— TASK OBJECTIVE —
Answer with a number only: how many lines of the data contain "cache"?

(Collected data entries)
PR #6207, opened 2021-05-03
[ticket/13700] Add method for initializing config after cache purge

marc1706:
PHPBB3-13700

The goal of this is to be able to re-initialize the config entries after a cache purge, e.g. when running db migrations via CLI.

Checklist:

- [x] Tests pass

https://tracker.phpbb.com/browse/PHPBB3-13700

### DIFF
--- a/phpBB/phpbb/config/db.php
+++ b/phpBB/phpbb/config/db.php
@@ -13,20 +13,23 @@
 
 namespace phpbb\config;
 
+use phpbb\cache\driver\driver_interface as cache_interface;
+use phpbb\db\driver\driver_interface as db_interface;
+
 /**
 * Configuration container class
 */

— RESPONSE —
3